Copy exactly the lines of the material below that run from the one containing "(diff shortened: 1 of 2 files shown)" through the one containing "What I would". Copy no other lines.

• _LISTED ENTRIES_
Content starts

PR #457, opened 2021-03-09
KernelF: Change interpretation of '&&' / '||' to consider the conditi…

AlexeiQ:
The interpreter of KernelF does now consider the conditional aspect of '&&' / '||' and doesn't always evaluate both sides of these expressions.

In case you have `empty && rightHandSide` and want to receive the `rightHandSide`, you need to adapt your NixSupport-Plugin implementation to return `false` instead of `nix` for the leftHandSide NixSupport-Evaluation.

### DIFF
--- a/code/languages/org.iets3.opensource/solutions/org.iets3.core.expr.simpleTypes.interpreter/models/plugin.mps
+++ b/code/languages/org.iets3.opensource/solutions/org.iets3.core.expr.simpleTypes.interpreter/models/plugin.mps
@@ -208,6 +208,10 @@
       </concept>
     </language>
     <language id="fd392034-7849-419d-9071-12563d152375" name="jetbrains.mps.baseLanguage.closures">
+      <concept id="1199542442495" name="jetbrains.mps.baseLanguage.closures.structure.FunctionType" flags="in" index="1ajhzC">
+        <child id="1199542457201" name="resultType" index="1ajl9A" />
+        <child id="1199542501692" name="parameterType" index="1ajw0F" />
+      </concept>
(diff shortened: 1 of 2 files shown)


AlexeiQ:
The interpreter of KernelF does now consider the conditional aspect of '&&' / '||' and doesn't always evaluate both sides of these expressions

wsafonov (changes requested):
Frankly I don't like how it's now implemented because obviously simple operations like `&&` and `||` get that heavy and hard to read/understand interpreter logic. Also we now explicitly depend on if an operand evaluates to a INixValue and how this would affect the final result of the overall operation which I assumed to be completely encapsulated/hidden in the NixHandler. This now introduces an exception. But I don't have any better solution right now. 

What I would at least enhance:
-  Invoking NixSupport for the short-circuit case for a binary operation, but with only one argument value would be against the expectations. I would provide explicit `true` or `false` value, depending on the operand.
- please also give a more meaningful name to the `run` variable as result

markusvoelter:
What would these true and false values do? Remember we can't find out by evaluating the right side.

AlexeiQ:
Fixed:  "please also give a more meaningful name to the run variable as result "

To the first point I don't see any advantage using the 2-Argument-NixSupport with default-values for the arguments, that shouldn't be evaluated. It's just more code, but not easier to read or understand.

AlexeiQ:
@wsafonov All requested changes are implemented

wsafonov:
Sorry, I should have checked tests as well. We have currently:

```
assert nix && false equals empty[C] [no result found]
assert false && nix equals false [C] [no result found]
```

which means that `&&` is not symmetrical. Probably this is not exactly what we want, right? 😉

wsafonov (approved):

Issue #459, opened 2021-03-11
Bugfix async Editor Highlightning


dbinkele:

dbinkele:
The logic for updating ISolvable error messages in async mode was buggy. Sometimes UI-updates were missed. This  has been fixed.

PR #460, opened 2021-03-11
Bugfix/async editor highlightning#459

dbinkele:
Each pull request should contain a brief summary of the proposed changes  
that can be easily read by the consumers of project releases.

Use the first comment in the pull request and update it as needed during
the work on pull request to keep the description up-to-date.

Some of the items in the description might include:

- compatibility issues with previous versions if this PR introduces any
breaking changes

>>>>> no issues 

- hints on the included migrations and things to consider when applying
the migration to the own project

>>> no migrations
- reference to a related Github issue

#459


wsafonov (commented):
Did a formal review, looks good to me. Just one comment: in `SolverChecker.update()` you store result value in a `time` variable, the value of which is however treated as count in other places. Is `time` then really a good name for such a variable? Just asking to make the code more readable.

dbinkele:
@wsafonov the variable `time` has been renamed to `changeCount`

wsafonov (approved):

PR #461, opened 2021-03-18
Migration of the context actions to the MPS context actions

slisson:
This moves the actions from the "Context Actions 2" to the "Context Actions" tool window. The goal is to remove the "Context Actions 2" tool from the mbeddr platform.

The actions after the migration are not identical to the ones before the migration. Some were just removed, that don't appear to be useful and are not worth the effort to reimplement them.


wsafonov:
> Some were just removed, that don't appear to be useful

Can you give an example, which one you mean? Do those actions originate from out languages or from MPS?

slisson:
> > Some were just removed, that don't appear to be useful
> 
> Can you give an example, which one you mean? Do those actions originate from out languages or from MPS?

For example the actions for creating "top level" concept instances. I assume users just use the code completion menu instead of the context actions tool.

wsafonov (approved):

PR #464, opened 2021-03-29
Unify AH2 and AH

sergej-koscejev:
There is now only one AH class that is used from both the interpreter and the generator.


wsafonov (approved):

sergej-koscejev:
It was pointed out to me that there's actually another AH class that only contains `isSome` method. It will be removed at some later point.

PR #465, opened 2021-03-29
[breaking] Extract shared runtime from base runtime to reduce runtime dependencies

sergej-koscejev:
Terms used:
* _base runtime_: solution `org.iets3.core.expr.base.runtime`
* _shared runtime_: solution `org.iets3.core.expr.base.shared.runtime`

The new shared runtime contains classes that will be used both from the generated code and by the interpreter or in-MPS code.

Even though the individual classes used by the generated code do not depend on MPS-specific classes, extracting them from the base runtime means that the generated code no longer needs to depend on a module that contain MPS-specific code (e.g. NixSupport with its usage of the node<> type).

The base runtime was taken out of module dependencies of other runtimes.

Breaking change: class INixValue was moved from the base runtime to the shared one so references to it will need to be updated (Ctrl+R to import org.iets3.core.expr.base.shared.runtime model, then F5 to update
the reference).

Another potentially breaking change is that the generated code now uses the shared runtime and its classes instead of the base runtime (e.g. SharedMinMaxHelper rather than MinMaxHelper). After it is regenerated, it will need the shared runtime JAR to execute (and should no longer need the base runtime JAR).

### DIFF
--- a/code/languages/org.iets3.opensource/.mps/modules.xml
+++ b/code/languages/org.iets3.opensource/.mps/modules.xml
@@ -78,6 +78,7 @@
       <modulePath path="$PROJECT_DIR$/solutions/org.iets3.core.expr.base.collections.stubs/org.iets3.core.expr.base.collections.stubs.msd" folder="expr.lang-core" />
       <modulePath path="$PROJECT_DIR$/solutions/org.iets3.core.expr.base.interpreter/org.iets3.core.expr.base.interpreter.msd" folder="expr.lang-core" />
       <modulePath path="$PROJECT_DIR$/solutions/org.iets3.core.expr.base.runtime/org.iets3.core.expr.base.runtime.msd" folder="expr.lang-core" />
+      <modulePath path="$PROJECT_DIR$/solutions/org.iets3.core.expr.base.shared.runtime/org.iets3.core.expr.base.shared.runtime.msd" folder="expr.lang-core" />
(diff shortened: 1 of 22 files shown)


wsafonov (approved):
LGTM, we would just need to communicate the breaking change properly to the customer projects.

sergej-koscejev:
> LGTM, we would just need to communicate the breaking change properly to the customer projects.

Who is "we" and what exactly is "properly"?

wsafonov:
> Who is "we" and what exactly is "properly"?

Those in itemis who are involved in projects using iets3.os. But we would anyway soon have a proper change log with release notes which would simplify this task.

sergej-koscejev:
@wsafonov I want to merge this PR this week. Do you want me to increase some version number somewhere or can I just go ahead and merge?

wsafonov:
@sergej-koscejev we don't apply any semantic versioning (yet), so it's only important that we can clearly track all changes in PRs between the specific builds. If @lhartl is also ok with the breaking changes so far, you can just go ahead and merge.

lhartl:
Looks good to me. 
For communication: I already posted a heads up in the KernelF channel when I noticed this PR first.

lhartl (approved):

wsafonov:
@sergej-koscejev is it still blocked by anything or can we merge it soon?

sergej-koscejev:
@wsafonov you can merge it, I just haven't had time to do it myself yet.

PR #466, opened 2021-03-30
[breaking] Temporal runtime no longer depends on MPS collections and closures

sergej-koscejev:
Instances of collections and closures language in temporal runtime were rewritten using plain Java, to remove the dependency on MPS collections and closures runtimes.

Breaking changes:
* `TemporalValue#slices()` no longer returns a base language collection but a `java.util.List` so the collection language operations like `add` or `sortBy` are not applicable to it anymore.
* `TemporalValue#intervals()` likewise.

PR #470, opened 2021-04-01
[breaking?] Publish KernelF runtime + remove MPS dependency from published artifacts

sergej-koscejev:
KernelF runtimes are published as separate artifacts, with dependencies.

Also contains changes described in #491 (removed MPS dependency from published artifacts), which could be potentially breaking, therefore we mark this PR also as breaking.


sergej-koscejev:
This contains #466, merge that before this one.

sergej-koscejev:
The list of runtime modules that are combined does not include `*.genjava.rt` because it's not clear whether it should or not. Comments?

wsafonov:
Could you add some comments on the rationale for combining several jars into one artifact? Is it just convenience of not having to provide 4 jars on the classpath?

sergej-koscejev:
> Could you add some comments on the rationale for combining several jars into one artifact? Is it just convenience of not having to provide 4 jars on the classpath?

Yes, that's the main reason. I'm not sure myself if it's a good enough reason.

wsafonov:
> Yes, that's the main reason. I'm not sure myself whether it's a good enough reason.

That exactly what I'm asking myself. In case we would have numerous (>5) runtimes that we would want to use frequently in multiple scenarios, then yes, it would make perfect sense. Right now though the only scenario is for external generation. And creating a special publication for that feels a bit too much. Rather I would expect that such kind of automation would be created on the consumer side.

But if you say there is no optimal way to do it elsewhere and it would save you a lot of time and make things really easy, well let's just consider that as good enough reason for now.

> The list of runtime modules that are combined does not include *.genjava.rt because it's not clear whether it should or not. Comments?

If that runtime is only used in the generation, I would keep it like that. But anyway, right now you are the only consumer of the new combined runtime artifact, so you can decide, if you need it there or not.

sergej-koscejev:
Also note that I adjusted the dependencies of other artifacts here, like in #491.

wsafonov (approved):
LGTM now, thanks for cleaning up!

Issue #463, opened 2021-03-24
Add Toolview for inspecting ISolvables running asynchronously


dbinkele:
As it is possible to run ISolvables in  the background in asynchronous manner, there is a need to track those. We need to provide a view where running and queued ISolvables can be inspected.

PR #472, opened 2021-04-12
Feature/toolviewIsolvablesRunning (#463)

dbinkele:
This PR implements the tool requested in #463.

**Summary:**
As it is possible to run an ISolvable in asynchronous mode (via AsyncSolverTaskExecutor) it is desirable to have an overview of the tasks in the background This pull request will add such a view. Currently it is only testable together with the iets3.core branch 'AddAsyncSolverFMandFMC#682'.  The attached screenshots give an impression.

image
 
image

image
Clicking ISolvablse shows a pop-up which lists the most recent 20 tasks which are running, queued cancelled or terminated.

Probably there is a better descriotion than 'ISolvables' ... we are open to proposals.


wsafonov:
In general looks ok to me, just two thoughts:
- probably using a color scheme for so many states like Creating, Queued, Running, Terminated, Canceled is not really the perfect choice from the usability point of view - it would be hard to guess and to remember the meaning of each color. So for a proper solution there should be at least a tooltip on each state icon with its name or actually specific icons.
- for adding status bar widgets you are using deprecated IntelliJ API scheduled for removal. The proper approach would be using the `StatusBarWidgetFactory`. Just saying it cause when we would migrate to a new MPS version where this API would be dropped, we would need to disable this status bar widget until a proper factory implementation would be provided.

dbinkele:
@wsafonov cancelled-> rejected, terminated -> done.

wsafonov:
@dbinkele another thought I had is regarding the state `creating` - does it really make sense from the user perspective? Would any task be shown in that state at any time? I would expect for a new task to be either running, queued or rejected, that should be sufficient. In fact, strictly speaking `creating` is not a task state, as no task exists yet, right? And so for simplification reasons (also due to the icons issue) I would suggest to get rid of it. Or do you actually see a reasonable use case for it?

dbinkele:
> @dbinkele another thought I had is regarding the state `creating` - does it really make sense from the user perspective? Would any task be shown in that state at any time? I would expect for a new task to be either running, queued or rejected, that should be sufficient. In fact, strictly speaking `creating` is not a task state, as no task exists yet, right? And so for simplification reasons (also due to the icons issue) I would suggest to get rid of it. Or do you actually see a reasonable use case for it?

@wsafonov In the solverTask case 'creating' corresponds to a generator-run. This happens prior to the running SolverTask and actually creates the SolverTask. From a user perspective this does not differ much. But it would give the developer a hint where a problem might occurr.

wsafonov (approved):
Let's give a go, LGTM.

PR #474, opened 2021-04-19
Fix EmptyValue editor, so specification of a type is possible again

AlexeiQ:
Fix EmptyValue editor, so specification of a type for the EmptyValue is possible again

Bug: On creation of an EmptyValue instance the cursor is positioned at "empt|y" and cannot move to "empty|",
thus it's not possible to add a type to the EmptyValue. Going to the right results in a jump to the next cell


AlexeiQ:
It seems, that the editor cannot handle `punctuation-right: true` on a cell, if the next cell is a `grammercells.OptionalCell`. Do we need to check this out in the grammercells, or is this a known behaviour?

slisson:
Before I look at the details, did you try the style "last-position-allowed" (or similar)?

AlexeiQ:
I've used a simple condition on the `punctuation-right` to only set it, if the optional is `true`. But `last-position-allowed` works as well, so I'll use that, to stay with a common solution. Thx very much @slisson !

lhartl (approved):
Looks good to me

PR #476, opened 2021-04-29
Explicitly use node.getPresentation for string conversion

wsafonov:
In the last MPS version (2020.2) there was a change that impacted how nodes are converted to strings ([MPS-32042](https://youtrack.jetbrains.com/issue/MPS-32042)). Due to this change for some nodes the string+node concatenation could produce different result not readable from the user point of view (contains `(instance of <concept>)` instead of custom node presentation). To fix this, we need to always use node.getPresentation() explicitly in such cases. This PR adds required calls for all cases of previously implicit conversion of nodes to string.


lhartl (approved):
Looks good to me. Thank yu for the clean up.

PR #477, opened 2021-05-03
run migrations from migration-assistant

AlexeiQ:
migrations: run re-save project/ update versions in descriptors and reload modules from disk in the build scripts


lhartl (changes requested):
The changes in the build script look a bit weird to me, especially the introduced dependencies for the genall.advanced devikit don't make sense imho. When I run reload modules on disk, everything is basically changed back to what is there on master. 

Also there is a strange dependencyVersion introduced in the analysis base language to org.modelix.model.api. Where does this come from? 

Is there a reason for doing these changes?

wsafonov:
> Also there is a strange dependencyVersion introduced in the analysis base language to org.modelix.model.api. Where does this come from?

This is added as a transitive dependency due to an unused dependency in analysis base that I have already removed in #476 which has been just merged :)

> The changes in the build script look a bit weird to me

Yepp, they are indeed as it's a bug in MPS with devkit dependencies management in the build script. If you run reload twice and basically everything is back to the original state (or only the order of dependencies has been changed), you can safely skip any of those changes to avoid switching it back and forth on master.

wsafonov:
It would be best if you rebase on latest master and then check the migrations again. Changes in the build probably can be skipped as described above.

wsafonov (approved):
I have rebased on master and cleaned-up the build script changes, so that only effective changes are in the commit

lhartl (approved):

AlexeiQ:
Thx for the help and reviews here!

Content ends

• _EXERCISE ANSWER_
(diff shortened: 1 of 2 files shown)


AlexeiQ:
The interpreter of KernelF does now consider the conditional aspect of '&&' / '||' and doesn't always evaluate both sides of these expressions

wsafonov (changes requested):
Frankly I don't like how it's now implemented because obviously simple operations like `&&` and `||` get that heavy and hard to read/understand interpreter logic. Also we now explicitly depend on if an operand evaluates to a INixValue and how this would affect the final result of the overall operation which I assumed to be completely encapsulated/hidden in the NixHandler. This now introduces an exception. But I don't have any better solution right now. 

What I would at least enhance:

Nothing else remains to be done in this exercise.